> [ACTIVITY]: Go over the entries below line by line, copying each one that contains the word "commands".

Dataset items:
----------------------------------------
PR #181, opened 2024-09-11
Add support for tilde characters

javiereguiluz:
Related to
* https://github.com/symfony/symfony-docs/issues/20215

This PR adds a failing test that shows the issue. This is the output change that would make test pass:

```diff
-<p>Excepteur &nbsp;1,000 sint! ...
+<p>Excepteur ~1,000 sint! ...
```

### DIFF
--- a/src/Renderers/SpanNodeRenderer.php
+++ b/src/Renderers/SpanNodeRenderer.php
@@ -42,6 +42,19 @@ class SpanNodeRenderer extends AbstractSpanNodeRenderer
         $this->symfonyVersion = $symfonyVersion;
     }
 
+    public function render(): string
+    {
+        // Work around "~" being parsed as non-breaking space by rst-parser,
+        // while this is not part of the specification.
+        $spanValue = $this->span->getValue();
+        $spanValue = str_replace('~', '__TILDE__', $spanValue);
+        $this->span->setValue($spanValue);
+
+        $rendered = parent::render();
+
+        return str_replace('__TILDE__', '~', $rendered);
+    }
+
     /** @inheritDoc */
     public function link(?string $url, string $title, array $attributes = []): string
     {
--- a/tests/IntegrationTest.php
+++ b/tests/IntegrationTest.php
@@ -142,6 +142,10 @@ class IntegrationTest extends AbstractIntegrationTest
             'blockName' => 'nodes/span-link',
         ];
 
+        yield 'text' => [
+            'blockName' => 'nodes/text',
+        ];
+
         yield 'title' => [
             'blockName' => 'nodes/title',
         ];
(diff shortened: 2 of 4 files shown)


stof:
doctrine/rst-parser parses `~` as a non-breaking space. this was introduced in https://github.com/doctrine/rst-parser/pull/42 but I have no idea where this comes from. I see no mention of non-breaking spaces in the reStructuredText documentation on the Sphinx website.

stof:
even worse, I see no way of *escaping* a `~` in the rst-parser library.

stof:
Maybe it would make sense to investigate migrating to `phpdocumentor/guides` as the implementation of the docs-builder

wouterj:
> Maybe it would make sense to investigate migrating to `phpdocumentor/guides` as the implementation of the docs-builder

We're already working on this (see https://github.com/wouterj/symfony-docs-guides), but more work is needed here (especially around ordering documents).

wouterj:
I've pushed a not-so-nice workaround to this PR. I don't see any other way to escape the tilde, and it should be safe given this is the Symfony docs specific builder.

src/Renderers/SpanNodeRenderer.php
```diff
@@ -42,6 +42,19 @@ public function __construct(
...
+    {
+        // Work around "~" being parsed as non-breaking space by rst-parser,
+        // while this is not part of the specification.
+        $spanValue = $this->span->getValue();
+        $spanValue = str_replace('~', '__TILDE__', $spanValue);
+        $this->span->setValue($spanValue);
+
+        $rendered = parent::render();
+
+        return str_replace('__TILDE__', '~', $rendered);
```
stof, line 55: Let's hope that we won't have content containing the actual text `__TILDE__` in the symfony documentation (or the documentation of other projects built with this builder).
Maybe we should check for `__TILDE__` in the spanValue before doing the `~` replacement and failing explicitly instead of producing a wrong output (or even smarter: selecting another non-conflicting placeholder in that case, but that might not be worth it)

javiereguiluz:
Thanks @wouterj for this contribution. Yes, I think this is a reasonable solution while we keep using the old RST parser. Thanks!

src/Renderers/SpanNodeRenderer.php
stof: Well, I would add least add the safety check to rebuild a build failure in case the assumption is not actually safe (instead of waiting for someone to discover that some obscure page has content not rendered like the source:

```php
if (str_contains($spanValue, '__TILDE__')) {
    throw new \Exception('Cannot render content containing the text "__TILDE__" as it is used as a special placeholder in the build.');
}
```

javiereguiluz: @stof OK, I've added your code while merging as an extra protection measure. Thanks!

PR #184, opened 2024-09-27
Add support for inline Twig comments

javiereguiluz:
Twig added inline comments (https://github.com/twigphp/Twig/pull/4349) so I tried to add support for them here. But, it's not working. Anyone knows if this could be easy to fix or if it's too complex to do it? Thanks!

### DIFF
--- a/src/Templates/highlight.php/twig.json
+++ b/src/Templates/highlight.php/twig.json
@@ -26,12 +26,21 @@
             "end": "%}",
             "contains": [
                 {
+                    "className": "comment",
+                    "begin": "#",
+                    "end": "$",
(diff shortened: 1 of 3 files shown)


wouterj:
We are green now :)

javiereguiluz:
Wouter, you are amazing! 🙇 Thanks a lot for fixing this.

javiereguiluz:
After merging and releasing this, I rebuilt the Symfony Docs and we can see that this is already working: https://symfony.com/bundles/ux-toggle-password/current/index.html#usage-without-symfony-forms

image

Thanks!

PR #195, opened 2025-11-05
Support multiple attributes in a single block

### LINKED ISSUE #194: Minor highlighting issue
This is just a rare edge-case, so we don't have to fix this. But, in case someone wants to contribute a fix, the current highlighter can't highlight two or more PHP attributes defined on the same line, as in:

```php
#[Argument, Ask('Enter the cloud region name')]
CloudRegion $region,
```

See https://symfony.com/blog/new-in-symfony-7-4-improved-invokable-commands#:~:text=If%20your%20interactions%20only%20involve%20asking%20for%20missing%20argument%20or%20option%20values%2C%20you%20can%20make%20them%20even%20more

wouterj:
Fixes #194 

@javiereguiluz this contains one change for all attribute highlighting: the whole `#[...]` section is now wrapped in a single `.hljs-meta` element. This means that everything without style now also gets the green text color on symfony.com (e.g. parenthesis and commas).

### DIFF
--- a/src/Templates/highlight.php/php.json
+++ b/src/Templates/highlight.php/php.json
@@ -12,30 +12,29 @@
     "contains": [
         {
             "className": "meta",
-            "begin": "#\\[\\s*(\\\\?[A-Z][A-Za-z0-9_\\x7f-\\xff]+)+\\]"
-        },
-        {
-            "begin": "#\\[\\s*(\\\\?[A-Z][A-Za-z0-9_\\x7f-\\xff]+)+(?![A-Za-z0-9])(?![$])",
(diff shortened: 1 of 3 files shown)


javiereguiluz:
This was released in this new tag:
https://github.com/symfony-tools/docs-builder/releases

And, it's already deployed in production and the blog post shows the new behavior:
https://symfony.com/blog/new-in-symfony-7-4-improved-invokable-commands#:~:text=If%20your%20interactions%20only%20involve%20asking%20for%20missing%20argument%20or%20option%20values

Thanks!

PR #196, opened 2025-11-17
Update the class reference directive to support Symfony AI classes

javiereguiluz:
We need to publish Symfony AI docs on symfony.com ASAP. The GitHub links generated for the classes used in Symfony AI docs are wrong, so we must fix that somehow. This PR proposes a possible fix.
----------------------------------------
> [YOUR SOLUTION]:
See https://symfony.com/blog/new-in-symfony-7-4-improved-invokable-commands#:~:text=If%20your%20interactions%20only%20involve%20asking%20for%20missing%20argument%20or%20option%20values%2C%20you%20can%20make%20them%20even%20more
https://symfony.com/blog/new-in-symfony-7-4-improved-invokable-commands#:~:text=If%20your%20interactions%20only%20involve%20asking%20for%20missing%20argument%20or%20option%20values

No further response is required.